In the following sections we are going to use the generic asynchronous "indexWithScript" workflow which let you specify the JavaScript script to process the data. We create an additional script for webcrawler records so that webcrawler data will be indexed into a separate search index named "WebCore".
Configure new solr index
Please shutdown SMILA now if it's still running. |
To configure your own search index "WebCore" follow the description in the SMILA documentation for creating your own solr index.
If you had already started SMILA before (as we suppose you did), please copy your new Core configuration and the modified solr.xml file to the folder workspace\.metadata\.plugins\org.eclipse.smila.solr because the configuration will not be copied again, after the first start of the Solr bundle.
Please restart SMILA now. |
Further information:: For more information about the Solr indexing, please see the SMILA Solr documentation.
Create a new indexing script
We need to add a new script for adding the imported webcrawler records. Predefined scripts are contained in the configuration/org.eclipse.smila.scripting/js directory. We can add new scripts by just adding them there.
Copy the script "add.js", name the copy "addWeb.js" and change the solr "CoreName" in there from "DefaultCore" to "WebCore":
... var solrIndexPipelet = pipelets.create("org.eclipse.smila.solr.index.SolrIndexPipelet", { "ExecutionMode" : "ADD", "CoreName" : "WebCore", ...

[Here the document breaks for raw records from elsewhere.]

PR #499, opened 2024-11-05
fix test installation from TestPyPi workflow

schuenke:
I added a retry loop in the installation from TestPyPi step to avoid the workflow to fail because the deployed package from the previous step is not yet fully available for download / installation.

As far as I know, there is no status / availability check available.

### DIFF
--- a/.github/workflows/deployment.yml
+++ b/.github/workflows/deployment.yml
@@ -94,7 +94,15 @@ jobs:
         run: |
           VERSION=${{ needs.build-testpypi-package.outputs.version }}
           SUFFIX=${{ needs.build-testpypi-package.outputs.suffix }}
-          python -m pip install mrpro==$VERSION$SUFFIX --index-url https://test.pypi.org/simple/ --extra-index-url https://pypi.org/simple/
+          for i in {1..3}; do
+            if python -m pip install mrpro==$VERSION$SUFFIX --index-url https://test.pypi.org/simple/ --extra-index-url https://pypi.org/simple/; then
+              echo "Package installed successfully."
+              break
+            else
+              echo "Attempt $i failed. Retrying in 10 seconds..."
+              sleep 10
+            fi
+          done
 
   build-pypi-package:
     name: Build Package for PyPI


lrlunin:
In my opinion (which can be potentially wrong) I would rather put this block to the `Publish to TestPyPI` step. This way we would make the upload of the package "smart", in sense that upload will ensure and guarantee that the version is available. It would make more sense in case if цу would like to perform more things related to the package. Then we can just set a trigger to this step ready instead of monitoring the state of the package in each upcoming sub-routine.

schuenke:
> In my opinion (which can be potentially wrong) I would rather put this block to the `Publish to TestPyPI` step. 

I think I would at least make it another step, no? Or am I missing that `pypa/gh-action-pypi-publish` already has this feature implemented?

> This way we would make the upload of the package "smart", in sense that upload will ensure and guarantee that the version is available. 

Assuming `pypa/gh-action-pypi-publish` doesn't support this: what would be your idea to verify the availability? Directly checking in the projects metadata (https://test.pypi.org/pypi/mrpro/json) if the `$VERSION$SUFFIX` is available? 

> It would make more sense in case if цу would like to perform more things related to the package. Then we can just set a trigger to this step ready instead of monitoring the state of the package in each upcoming sub-routine.

Currently, I don't think we will do more checks on the TestPyPi package, but ofc you never know 😄

lrlunin:
> I think I would at least make it another step, no? Or am I missing that `pypa/gh-action-pypi-publish` already has this feature implemented?

Oups, I mean an additonal step in the same group. You're correct.

> Assuming pypa/gh-action-pypi-publish doesn't support this: what would be your idea to verify the availability? Directly checking in the projects metadata (https://test.pypi.org/pypi/mrpro/json) if the $VERSION$SUFFIX is available?

I briefly looked at the existing parameters and didn't find those. I'll [raise an issue](https://github.com/pypa/gh-action-pypi-publish/issues/286) and ask if the the action would like to cover this thing. It sounds very reasonable for me.

fzimmermann89 (approved):

lrlunin (approved):

PR #500, opened 2024-11-05
Revert NamedTemporaryFile ContextManager in example notebooks

schuenke:
Reverts changes to examples from PTB-MR/mrpro#498 because we decided NOT to use a context manager to open the data files and just ignore the RUFF rule in our example notebooks.


fzimmermann89 (approved):

fzimmermann89:
Thanks!

Any objections to merging it?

Further information: For more information about Scripting please check the Scripting documentation.
Create and start a new indexing job
We define a new indexing job based on the predefined asynchronous workflow "indexWithScript" (see SMILA/configuration/org.eclipse.smila.jobmanager/workflows.json). This indexing job will process the imported data by using our new script "addWeb.js".

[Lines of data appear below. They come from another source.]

PR #501, opened 2024-11-07
Add colab badge to notebooks

ckolbPTB:


fzimmermann89:
good idea!

maybe have a 
```
try:
  import mrpro
except ImportError
   !pip install mrpro 
    import mrpro

```
or similar block at the beginning of ll example notebooks?

fzimmermann89:
have you considered writing one script that a) adds the cell and b) calls jupytext? I.e. added the conversion also to the script?
then we could call that script from pre-commit, with the mid-term goal enabling to see all changes to docu/examples also locally without relying on github actions..

ckolbPTB:
Tried to add the 
```
try:
  import mrpro
except ImportError
   !pip install mrpro 
    import mrpro
```
block but in the script it is invalid code and when I add it to the notebook during conversion it is detected as a modification to the notebook which leads to an endless loop of translating py to ipynb -> adding cell -> committing -> translating py ti ipynb -> adding cell -> committing...

lrlunin:
> Tried to add the
> 
> ```
> try:
>   import mrpro
> except ImportError
>    !pip install mrpro 
>     import mrpro
> ```
> 
> block but in the script it is invalid code and when I add it to the notebook during conversion it is detected as a modification to the notebook which leads to an endless loop of translating py to ipynb -> adding cell -> committing -> translating py ti ipynb -> adding cell -> committing...

I would add the following code cell in the `.py` files for the installation of mrpro package.
```python
try:
    import mrpro
except ImportError:
    subprocess.check_call([sys.executable, "-m", "pip", "install", 'mrpro'])
finally:
    import mrpro
```

Unfortunetely it would not be enough only to add this to the notebooks in the docs since the google colab references to the github file representation.

lrlunin:
implemented in #537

The "indexWithScript" workflow contains a ScriptProcessorWorker worker which is not configured for a dedicated script, so the scripts handling adds and deletes have to be set via job parameter.
Use your favourite REST Client to create an appropriate job definition:
POST http://localhost:8080/smila/jobmanager/jobs/ { "name":"indexWebJob", "parameters":{ "tempStore": "temp", "addScript": "addWeb", "deleteScript": "delete" }, "workflow":"indexWithScript" }
Notes:
- the "deleteScript" is not needed for our test scenario here, but we must fulfill all undefined workflow parameters.

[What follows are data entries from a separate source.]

PR #503, opened 2024-11-08
Implement Gram Shortcut for FourierOp

fzimmermann89:
Add Gram Operator to the FourierOp and CartesianSamplingOp

FourierOp:
   written as  convolution with kernel, making use of toeplitz structure of nufft. kernel is calculated with 2^n_dim adjoint nuffs, instead of one nufft with twice the size in all dimensions, saving on memory. same approach as done by tensorflow MRI, but with a loop over he combinations instead of recursion. The torchkbnufft adjoint nufft can at some point be replaced by a different nufft operation. Currently, the code prodces the same results as https://torchkbnufft.readthedocs.io/en/stable/_modules/torchkbnufft/_nufft/toep.html#calc_toeplitz_kernel
If we slit nufft op out of FourierOp, we can also move the nufft-related stuff from init and forward 1:1 to new nufft op.

CartesianSamplingOp
   does forward and adjoint pass on an all-ones mask. this could be optimized to instead just set ones in a all-zero mask. but the current form works and is simple.
If we add CartesianSamplingOp to FourierOp, we would also have to include it in FourierOp.gram on the cartesian dimensions. 

Tests compare against Operator.H@Operator as ground-truth.


fzimmermann89:
This will need an adjustment once the CartesianSamplingOp is added to FourierOp. ✔️ 

Should we keep the helper function that creates the convolution kernel next to the Operators or should we move it into algorithms somewhere?

It is IMHO not really an algorithm, just a tiny bit smarter way to do a Nufft with doubled images size in each dimension..

fzimmermann89:
needs #517 ..

fzimmermann89:
We could remove the Gram Operators and instead return directly the composition of the other operators.
But this might be a bit confusing, that FourierOp.gram results in a composition of 2 FourierOps, two multiplications, ...

fzimmermann89:
Also, it could be made a bit more efficient if we add a normalize and fftshift flag to the fftop, we can avoid both by scaling/shifting the kernel instead.

src/mrpro/operators/FourierOp.py
```diff
@@ -223,3 +225,167 @@ def adjoint(self, x: torch.Tensor) -> tuple[torch.Tensor,]:
...
+    Instead, consider using the `gram` property of :class: `mrpro.operators.FourierOp`.
+    """
+
+    _kernel: torch.Tensor | None
+
+    def __init__(self, fourier_op: FourierOp, dcf: torch.Tensor | DcfData | None = None) -> None:
+        """Initialize the gram operator.
+
+        If density compensation weights are provided, they the operator
+        F.H@dcf@F is calculated.
```
koflera, line 319: not directly related to this: but maybe worth checking again what the dcf calculation returns in the algorithms that we use, i.e. is it W^(1/2) or already the entire W... I remember Pierrick and Stefan had some issues with that

src/mrpro/operators/FourierOp.py
```diff
@@ -223,3 +225,167 @@ def adjoint(self, x: torch.Tensor) -> tuple[torch.Tensor,]:
...
+    """Enforce hermitian symmetry on the kernel. Returns only half of the kernel."""
+    flipped = kernel.clone()
+    for d in range(-rank, 0):
+        flipped = flipped.index_select(d, -1 * torch.arange(flipped.shape[d], device=flipped.device) % flipped.size(d))
+    kernel = (kernel + flipped.conj()) / 2
+    last_len = kernel.shape[-1]
+    return kernel[..., : last_len // 2 + 1]
+
+
+def gramm_nufft_kernel(weight: torch.Tensor, trajectory: torch.Tensor, recon_shape: Sequence[int]) -> torch.Tensor:
```
koflera: gram instead of gramm

src/mrpro/operators/FourierOp.py
```diff
@@ -223,3 +225,167 @@ def adjoint(self, x: torch.Tensor) -> tuple[torch.Tensor,]:
...
+    kernel = torch.fft.hfftn(kernel, dim=list(range(-rank, 0)), norm='backward')
+    kernel /= kernel.shape[-rank:].numel()
+    kernel = torch.fft.fftshift(kernel, dim=list(range(-rank, 0)))
+    return kernel
+
+
+class FourierGramOp(LinearOperator):
+    """Gram operator for the Fourier operator.
+
+    Implements the adjoint of the forward operator of the Fourier operator, i.e. the gram operator
```
koflera, line 300: Maybe we could give a very short explanation of what this does, i.e. it constructs an efficient implementation of the operator NUFFT.H @ W @ NUFFT by approximating by F.H @ W' @ F, where  W are the Toeplitz kernels in the Fourier domain, and F.H and F are (I)FFTs (not (I)NUFFTs), respectively.

koflera (approved):
looks good to me

tests/operators/test_fourier_op.py
```diff
@@ -49,6 +49,25 @@ def test_fourier_op_fwd_adj_property(
     dotproduct_adjointness_test(fourier_op, u, v)
 
 
+@COMMON_MR_TRAJECTORIES
+def test_fourier_op_gram(im_shape, k_shape, nkx, nky, nkz, type_kx, type_ky, type_kz, type_k0, type_k1, type_k2):
```
koflera, line 52: maybe also worth testing it when a DCF is also used?

Stef-Martin:
Looks good to me as well, Toeplitz Kernel from tkbnufft and Gram also give very similar results

src/mrpro/operators/FourierOp.py
fzimmermann89: dcf.as_operator() would be W.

- in the add and the delete script we use the standard function ("process"), so we don't have to set/change this via parameter.
Afterwards, start a job run for the defined job:
POST http://localhost:8080/smila/jobmanager/jobs/indexWebJob
Create a new web crawl job
Since the predefined web crawl job pushes the crawled records to the indexUpdate job, we create a new job here using our new indexing job.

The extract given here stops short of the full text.